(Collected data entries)

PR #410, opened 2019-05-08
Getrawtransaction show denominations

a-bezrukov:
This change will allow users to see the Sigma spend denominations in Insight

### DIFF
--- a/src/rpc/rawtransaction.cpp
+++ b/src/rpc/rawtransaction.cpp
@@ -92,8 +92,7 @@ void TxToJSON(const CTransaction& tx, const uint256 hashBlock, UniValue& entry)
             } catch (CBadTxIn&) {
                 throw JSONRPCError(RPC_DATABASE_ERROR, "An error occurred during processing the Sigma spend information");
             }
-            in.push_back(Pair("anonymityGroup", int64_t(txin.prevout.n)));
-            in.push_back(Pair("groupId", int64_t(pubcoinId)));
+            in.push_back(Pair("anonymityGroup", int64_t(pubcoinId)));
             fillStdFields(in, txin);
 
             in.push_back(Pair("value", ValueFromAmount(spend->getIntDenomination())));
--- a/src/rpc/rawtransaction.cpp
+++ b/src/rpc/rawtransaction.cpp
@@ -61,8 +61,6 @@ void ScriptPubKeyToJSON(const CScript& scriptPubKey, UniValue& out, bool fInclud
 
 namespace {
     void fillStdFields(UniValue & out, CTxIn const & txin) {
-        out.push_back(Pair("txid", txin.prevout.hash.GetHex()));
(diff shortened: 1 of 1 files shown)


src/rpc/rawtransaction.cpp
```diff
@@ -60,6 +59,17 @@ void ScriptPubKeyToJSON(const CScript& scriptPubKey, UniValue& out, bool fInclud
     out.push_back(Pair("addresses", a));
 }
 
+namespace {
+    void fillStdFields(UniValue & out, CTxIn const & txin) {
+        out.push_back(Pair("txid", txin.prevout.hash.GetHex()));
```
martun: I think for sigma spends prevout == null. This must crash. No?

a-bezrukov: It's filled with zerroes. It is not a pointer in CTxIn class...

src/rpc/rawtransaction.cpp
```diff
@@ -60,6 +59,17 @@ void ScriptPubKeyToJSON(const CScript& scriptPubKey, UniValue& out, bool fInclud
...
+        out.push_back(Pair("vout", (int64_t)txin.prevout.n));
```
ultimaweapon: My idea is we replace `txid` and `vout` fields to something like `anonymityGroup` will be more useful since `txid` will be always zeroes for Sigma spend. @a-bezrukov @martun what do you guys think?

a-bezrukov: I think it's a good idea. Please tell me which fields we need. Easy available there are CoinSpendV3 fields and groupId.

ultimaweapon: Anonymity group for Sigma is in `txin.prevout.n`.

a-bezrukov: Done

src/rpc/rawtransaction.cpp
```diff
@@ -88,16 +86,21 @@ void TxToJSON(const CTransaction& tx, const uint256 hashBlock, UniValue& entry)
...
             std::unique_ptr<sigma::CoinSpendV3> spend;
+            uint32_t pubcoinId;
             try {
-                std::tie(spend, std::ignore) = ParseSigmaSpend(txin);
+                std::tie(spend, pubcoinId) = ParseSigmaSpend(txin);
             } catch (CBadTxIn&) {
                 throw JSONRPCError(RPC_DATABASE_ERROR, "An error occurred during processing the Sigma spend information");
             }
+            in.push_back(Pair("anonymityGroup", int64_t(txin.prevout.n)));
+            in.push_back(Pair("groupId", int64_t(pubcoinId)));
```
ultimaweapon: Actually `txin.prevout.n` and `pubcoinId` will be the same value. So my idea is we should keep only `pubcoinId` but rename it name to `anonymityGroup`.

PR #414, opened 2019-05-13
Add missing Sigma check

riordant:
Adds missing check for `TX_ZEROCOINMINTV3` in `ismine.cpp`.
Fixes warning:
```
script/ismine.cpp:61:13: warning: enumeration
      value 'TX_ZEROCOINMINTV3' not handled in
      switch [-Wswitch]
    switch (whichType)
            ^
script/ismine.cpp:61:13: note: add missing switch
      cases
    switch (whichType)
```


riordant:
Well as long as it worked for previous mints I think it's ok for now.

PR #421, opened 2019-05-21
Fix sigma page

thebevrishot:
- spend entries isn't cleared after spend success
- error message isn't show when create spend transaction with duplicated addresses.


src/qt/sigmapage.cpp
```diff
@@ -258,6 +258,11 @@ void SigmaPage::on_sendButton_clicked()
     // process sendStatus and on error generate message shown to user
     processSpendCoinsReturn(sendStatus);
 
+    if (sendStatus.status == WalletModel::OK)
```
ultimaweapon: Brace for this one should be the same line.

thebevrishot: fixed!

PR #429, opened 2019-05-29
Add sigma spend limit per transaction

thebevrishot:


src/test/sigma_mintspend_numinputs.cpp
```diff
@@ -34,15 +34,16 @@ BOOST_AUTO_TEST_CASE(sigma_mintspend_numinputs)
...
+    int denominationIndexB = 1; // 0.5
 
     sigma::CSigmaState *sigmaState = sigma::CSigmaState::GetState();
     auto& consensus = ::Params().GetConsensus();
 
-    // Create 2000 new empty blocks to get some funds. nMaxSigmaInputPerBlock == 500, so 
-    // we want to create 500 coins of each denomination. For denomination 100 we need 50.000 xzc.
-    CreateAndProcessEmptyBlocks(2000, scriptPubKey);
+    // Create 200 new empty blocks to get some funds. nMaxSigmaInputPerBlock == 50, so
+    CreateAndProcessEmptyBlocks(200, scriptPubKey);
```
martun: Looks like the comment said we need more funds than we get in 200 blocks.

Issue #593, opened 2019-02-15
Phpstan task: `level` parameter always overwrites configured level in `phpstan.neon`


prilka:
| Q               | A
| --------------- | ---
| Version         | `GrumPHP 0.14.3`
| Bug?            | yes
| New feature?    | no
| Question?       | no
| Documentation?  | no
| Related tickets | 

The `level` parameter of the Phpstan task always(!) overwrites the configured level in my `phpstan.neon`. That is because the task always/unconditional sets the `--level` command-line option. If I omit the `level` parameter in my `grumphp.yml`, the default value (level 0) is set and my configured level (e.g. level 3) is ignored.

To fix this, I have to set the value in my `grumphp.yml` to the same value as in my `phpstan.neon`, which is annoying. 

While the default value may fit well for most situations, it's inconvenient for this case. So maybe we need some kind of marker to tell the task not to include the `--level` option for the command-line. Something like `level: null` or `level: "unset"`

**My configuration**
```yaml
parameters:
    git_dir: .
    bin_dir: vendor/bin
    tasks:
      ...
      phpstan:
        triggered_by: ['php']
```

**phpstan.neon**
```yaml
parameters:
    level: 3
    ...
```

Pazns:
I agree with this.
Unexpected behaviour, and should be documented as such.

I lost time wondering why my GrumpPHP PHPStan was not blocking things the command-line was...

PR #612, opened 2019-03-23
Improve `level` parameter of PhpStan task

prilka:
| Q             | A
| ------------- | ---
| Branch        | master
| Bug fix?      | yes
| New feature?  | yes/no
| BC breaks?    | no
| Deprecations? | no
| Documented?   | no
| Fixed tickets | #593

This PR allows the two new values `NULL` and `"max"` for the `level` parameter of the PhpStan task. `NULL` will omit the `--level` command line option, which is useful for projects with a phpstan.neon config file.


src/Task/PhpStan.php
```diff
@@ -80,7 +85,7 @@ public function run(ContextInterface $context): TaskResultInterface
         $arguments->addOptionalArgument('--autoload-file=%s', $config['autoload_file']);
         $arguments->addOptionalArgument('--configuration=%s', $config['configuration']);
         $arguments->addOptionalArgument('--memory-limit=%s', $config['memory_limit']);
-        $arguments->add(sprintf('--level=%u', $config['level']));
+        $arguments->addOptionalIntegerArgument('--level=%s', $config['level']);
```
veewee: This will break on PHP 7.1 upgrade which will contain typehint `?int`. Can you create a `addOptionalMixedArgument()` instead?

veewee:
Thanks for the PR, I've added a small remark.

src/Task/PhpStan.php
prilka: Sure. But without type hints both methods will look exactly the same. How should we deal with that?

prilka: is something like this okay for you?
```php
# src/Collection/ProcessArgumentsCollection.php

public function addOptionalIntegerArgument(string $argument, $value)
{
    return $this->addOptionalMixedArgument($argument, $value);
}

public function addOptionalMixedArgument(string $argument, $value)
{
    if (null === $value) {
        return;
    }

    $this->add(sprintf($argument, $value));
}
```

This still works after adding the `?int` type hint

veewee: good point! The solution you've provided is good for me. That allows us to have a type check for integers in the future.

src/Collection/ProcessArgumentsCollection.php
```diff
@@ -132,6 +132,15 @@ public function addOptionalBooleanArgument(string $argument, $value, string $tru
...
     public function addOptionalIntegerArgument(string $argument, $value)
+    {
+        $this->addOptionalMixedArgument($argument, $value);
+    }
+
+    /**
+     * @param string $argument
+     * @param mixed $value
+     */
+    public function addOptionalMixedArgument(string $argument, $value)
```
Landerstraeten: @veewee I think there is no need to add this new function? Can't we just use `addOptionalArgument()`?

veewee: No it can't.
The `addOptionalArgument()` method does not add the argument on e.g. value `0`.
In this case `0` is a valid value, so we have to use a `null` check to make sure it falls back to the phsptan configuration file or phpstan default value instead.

**Work item**
Only lines that include "GetHex" belong in the answer; return them from the entries above.

**Answer to this task**
-        out.push_back(Pair("txid", txin.prevout.hash.GetHex()));
+        out.push_back(Pair("txid", txin.prevout.hash.GetHex()));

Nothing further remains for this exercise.